* PROVIDED ENTRIES *

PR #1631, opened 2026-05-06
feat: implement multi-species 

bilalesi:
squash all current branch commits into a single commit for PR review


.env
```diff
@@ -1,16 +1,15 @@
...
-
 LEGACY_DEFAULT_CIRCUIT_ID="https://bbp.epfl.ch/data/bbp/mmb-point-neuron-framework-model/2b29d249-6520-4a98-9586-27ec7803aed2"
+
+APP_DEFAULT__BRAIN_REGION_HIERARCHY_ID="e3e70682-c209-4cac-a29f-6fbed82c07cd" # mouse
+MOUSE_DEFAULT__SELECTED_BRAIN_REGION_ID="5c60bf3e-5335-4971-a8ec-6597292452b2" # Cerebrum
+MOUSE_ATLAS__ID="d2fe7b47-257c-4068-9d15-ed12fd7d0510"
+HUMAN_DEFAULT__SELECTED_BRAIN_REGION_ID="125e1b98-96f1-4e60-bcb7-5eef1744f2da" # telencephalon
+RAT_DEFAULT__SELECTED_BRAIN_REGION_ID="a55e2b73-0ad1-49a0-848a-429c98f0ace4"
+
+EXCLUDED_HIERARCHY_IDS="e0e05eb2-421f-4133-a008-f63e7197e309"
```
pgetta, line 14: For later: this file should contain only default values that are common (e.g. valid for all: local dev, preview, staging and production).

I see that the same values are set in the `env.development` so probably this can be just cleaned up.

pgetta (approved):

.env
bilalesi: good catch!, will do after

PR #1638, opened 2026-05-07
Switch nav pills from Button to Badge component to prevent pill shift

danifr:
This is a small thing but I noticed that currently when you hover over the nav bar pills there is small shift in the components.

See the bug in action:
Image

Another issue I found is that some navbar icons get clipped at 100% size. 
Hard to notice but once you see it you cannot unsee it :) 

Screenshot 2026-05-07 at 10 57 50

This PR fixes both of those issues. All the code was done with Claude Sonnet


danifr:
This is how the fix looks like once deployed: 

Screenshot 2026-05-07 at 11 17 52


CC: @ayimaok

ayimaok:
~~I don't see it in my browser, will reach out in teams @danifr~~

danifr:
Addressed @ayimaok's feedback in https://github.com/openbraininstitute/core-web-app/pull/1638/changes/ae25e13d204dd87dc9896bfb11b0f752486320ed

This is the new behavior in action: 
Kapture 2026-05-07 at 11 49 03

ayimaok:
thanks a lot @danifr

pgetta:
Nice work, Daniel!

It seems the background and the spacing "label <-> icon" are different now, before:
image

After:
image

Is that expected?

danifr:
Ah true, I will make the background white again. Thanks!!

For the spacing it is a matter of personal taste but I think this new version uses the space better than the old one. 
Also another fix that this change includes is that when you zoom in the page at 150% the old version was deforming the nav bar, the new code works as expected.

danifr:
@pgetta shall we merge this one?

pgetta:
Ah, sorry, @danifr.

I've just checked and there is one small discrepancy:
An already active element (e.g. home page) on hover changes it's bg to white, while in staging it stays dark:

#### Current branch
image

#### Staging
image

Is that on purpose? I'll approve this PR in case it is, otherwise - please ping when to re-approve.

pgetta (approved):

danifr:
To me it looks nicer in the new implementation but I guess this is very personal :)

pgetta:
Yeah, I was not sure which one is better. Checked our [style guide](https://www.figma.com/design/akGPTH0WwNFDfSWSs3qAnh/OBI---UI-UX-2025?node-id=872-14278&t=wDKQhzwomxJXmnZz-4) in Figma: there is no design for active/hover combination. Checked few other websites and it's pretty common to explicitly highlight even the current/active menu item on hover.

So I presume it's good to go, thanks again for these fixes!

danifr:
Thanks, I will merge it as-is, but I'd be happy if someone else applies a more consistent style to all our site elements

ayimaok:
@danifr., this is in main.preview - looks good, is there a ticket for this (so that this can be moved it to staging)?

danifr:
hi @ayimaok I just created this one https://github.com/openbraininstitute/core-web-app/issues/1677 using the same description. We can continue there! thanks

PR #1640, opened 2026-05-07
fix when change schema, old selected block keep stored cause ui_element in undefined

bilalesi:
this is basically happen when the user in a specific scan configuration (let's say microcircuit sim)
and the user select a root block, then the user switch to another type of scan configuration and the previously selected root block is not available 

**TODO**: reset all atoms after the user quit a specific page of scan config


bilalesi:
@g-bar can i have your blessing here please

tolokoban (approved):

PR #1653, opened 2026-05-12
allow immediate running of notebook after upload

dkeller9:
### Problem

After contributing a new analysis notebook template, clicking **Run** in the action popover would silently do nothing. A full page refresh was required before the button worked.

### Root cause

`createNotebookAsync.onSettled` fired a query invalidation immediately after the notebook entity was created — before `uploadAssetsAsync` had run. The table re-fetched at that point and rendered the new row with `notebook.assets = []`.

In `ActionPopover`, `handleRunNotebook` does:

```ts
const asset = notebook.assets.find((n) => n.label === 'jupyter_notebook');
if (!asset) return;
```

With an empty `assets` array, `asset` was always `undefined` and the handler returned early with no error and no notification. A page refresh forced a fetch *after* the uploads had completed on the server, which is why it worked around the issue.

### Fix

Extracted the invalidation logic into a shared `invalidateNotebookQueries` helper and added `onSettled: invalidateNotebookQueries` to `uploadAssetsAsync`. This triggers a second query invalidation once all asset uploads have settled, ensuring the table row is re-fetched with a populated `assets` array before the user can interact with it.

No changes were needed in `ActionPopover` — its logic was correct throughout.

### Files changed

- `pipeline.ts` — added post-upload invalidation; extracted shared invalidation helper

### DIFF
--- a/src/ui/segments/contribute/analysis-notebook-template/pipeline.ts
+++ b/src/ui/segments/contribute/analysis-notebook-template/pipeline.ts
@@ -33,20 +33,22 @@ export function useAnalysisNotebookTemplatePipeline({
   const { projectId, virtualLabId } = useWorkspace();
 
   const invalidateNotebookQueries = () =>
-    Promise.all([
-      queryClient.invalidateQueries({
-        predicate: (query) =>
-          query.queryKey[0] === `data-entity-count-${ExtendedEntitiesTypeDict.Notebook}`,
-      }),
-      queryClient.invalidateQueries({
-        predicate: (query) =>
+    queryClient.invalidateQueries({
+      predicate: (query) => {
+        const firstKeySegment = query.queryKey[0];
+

* AIM OF THE EXERCISE *
All entries must come back exactly as they were written.

* ANSWER AREA *
PR #1631, opened 2026-05-06
feat: implement multi-species 

bilalesi:
squash all current branch commits into a single commit for PR review


.env
```diff
@@ -1,16 +1,15 @@
...
-
 LEGACY_DEFAULT_CIRCUIT_ID="https://bbp.epfl.ch/data/bbp/mmb-point-neuron-framework-model/2b29d249-6520-4a98-9586-27ec7803aed2"
+
+APP_DEFAULT__BRAIN_REGION_HIERARCHY_ID="e3e70682-c209-4cac-a29f-6fbed82c07cd" # mouse
+MOUSE_DEFAULT__SELECTED_BRAIN_REGION_ID="5c60bf3e-5335-4971-a8ec-6597292452b2" # Cerebrum
+MOUSE_ATLAS__ID="d2fe7b47-257c-4068-9d15-ed12fd7d0510"
+HUMAN_DEFAULT__SELECTED_BRAIN_REGION_ID="125e1b98-96f1-4e60-bcb7-5eef1744f2da" # telencephalon
+RAT_DEFAULT__SELECTED_BRAIN_REGION_ID="a55e2b73-0ad1-49a0-848a-429c98f0ace4"
+
+EXCLUDED_HIERARCHY_IDS="e0e05eb2-421f-4133-a008-f63e7197e309"
```
pgetta, line 14: For later: this file should contain only default values that are common (e.g. valid for all: local dev, preview, staging and production).

I see that the same values are set in the `env.development` so probably this can be just cleaned up.

pgetta (approved):

.env
bilalesi: good catch!, will do after

PR #1638, opened 2026-05-07
Switch nav pills from Button to Badge component to prevent pill shift

danifr:
This is a small thing but I noticed that currently when you hover over the nav bar pills there is small shift in the components.

See the bug in action:
Image

Another issue I found is that some navbar icons get clipped at 100% size. 
Hard to notice but once you see it you cannot unsee it :) 

Screenshot 2026-05-07 at 10 57 50

This PR fixes both of those issues. All the code was done with Claude Sonnet


danifr:
This is how the fix looks like once deployed: 

Screenshot 2026-05-07 at 11 17 52


CC: @ayimaok

ayimaok:
~~I don't see it in my browser, will reach out in teams @danifr~~

danifr:
Addressed @ayimaok's feedback in https://github.com/openbraininstitute/core-web-app/pull/1638/changes/ae25e13d204dd87dc9896bfb11b0f752486320ed

This is the new behavior in action: 
Kapture 2026-05-07 at 11 49 03

ayimaok:
thanks a lot @danifr

pgetta:
Nice work, Daniel!

It seems the background and the spacing "label <-> icon" are different now, before:
image

After:
image

Is that expected?

danifr:
Ah true, I will make the background white again. Thanks!!

For the spacing it is a matter of personal taste but I think this new version uses the space better than the old one. 
Also another fix that this change includes is that when you zoom in the page at 150% the old version was deforming the nav bar, the new code works as expected.

danifr:
@pgetta shall we merge this one?

pgetta:
Ah, sorry, @danifr.

I've just checked and there is one small discrepancy:
An already active element (e.g. home page) on hover changes it's bg to white, while in staging it stays dark:

#### Current branch
image

#### Staging
image

Is that on purpose? I'll approve this PR in case it is, otherwise - please ping when to re-approve.

pgetta (approved):

danifr:
To me it looks nicer in the new implementation but I guess this is very personal :)

pgetta:
Yeah, I was not sure which one is better. Checked our [style guide](https://www.figma.com/design/akGPTH0WwNFDfSWSs3qAnh/OBI---UI-UX-2025?node-id=872-14278&t=wDKQhzwomxJXmnZz-4) in Figma: there is no design for active/hover combination. Checked few other websites and it's pretty common to explicitly highlight even the current/active menu item on hover.

So I presume it's good to go, thanks again for these fixes!

danifr:
Thanks, I will merge it as-is, but I'd be happy if someone else applies a more consistent style to all our site elements

ayimaok:
@danifr., this is in main.preview - looks good, is there a ticket for this (so that this can be moved it to staging)?

danifr:
hi @ayimaok I just created this one https://github.com/openbraininstitute/core-web-app/issues/1677 using the same description. We can continue there! thanks

PR #1640, opened 2026-05-07
fix when change schema, old selected block keep stored cause ui_element in undefined

bilalesi:
this is basically happen when the user in a specific scan configuration (let's say microcircuit sim)
and the user select a root block, then the user switch to another type of scan configuration and the previously selected root block is not available 

**TODO**: reset all atoms after the user quit a specific page of scan config


bilalesi:
@g-bar can i have your blessing here please

tolokoban (approved):

PR #1653, opened 2026-05-12
allow immediate running of notebook after upload

dkeller9:
### Problem

After contributing a new analysis notebook template, clicking **Run** in the action popover would silently do nothing. A full page refresh was required before the button worked.

### Root cause

`createNotebookAsync.onSettled` fired a query invalidation immediately after the notebook entity was created — before `uploadAssetsAsync` had run. The table re-fetched at that point and rendered the new row with `notebook.assets = []`.

In `ActionPopover`, `handleRunNotebook` does:

```ts
const asset = notebook.assets.find((n) => n.label === 'jupyter_notebook');
if (!asset) return;
```

With an empty `assets` array, `asset` was always `undefined` and the handler returned early with no error and no notification. A page refresh forced a fetch *after* the uploads had completed on the server, which is why it worked around the issue.

### Fix

Extracted the invalidation logic into a shared `invalidateNotebookQueries` helper and added `onSettled: invalidateNotebookQueries` to `uploadAssetsAsync`. This triggers a second query invalidation once all asset uploads have settled, ensuring the table row is re-fetched with a populated `assets` array before the user can interact with it.

No changes were needed in `ActionPopover` — its logic was correct throughout.

### Files changed

- `pipeline.ts` — added post-upload invalidation; extracted shared invalidation helper

### DIFF
--- a/src/ui/segments/contribute/analysis-notebook-template/pipeline.ts
+++ b/src/ui/segments/contribute/analysis-notebook-template/pipeline.ts
@@ -33,20 +33,22 @@ export function useAnalysisNotebookTemplatePipeline({
   const { projectId, virtualLabId } = useWorkspace();
 
   const invalidateNotebookQueries = () =>
-    Promise.all([
-      queryClient.invalidateQueries({
-        predicate: (query) =>
-          query.queryKey[0] === `data-entity-count-${ExtendedEntitiesTypeDict.Notebook}`,
-      }),
-      queryClient.invalidateQueries({
-        predicate: (query) =>
+    queryClient.invalidateQueries({
+      predicate: (query) => {
+        const firstKeySegment = query.queryKey[0];
+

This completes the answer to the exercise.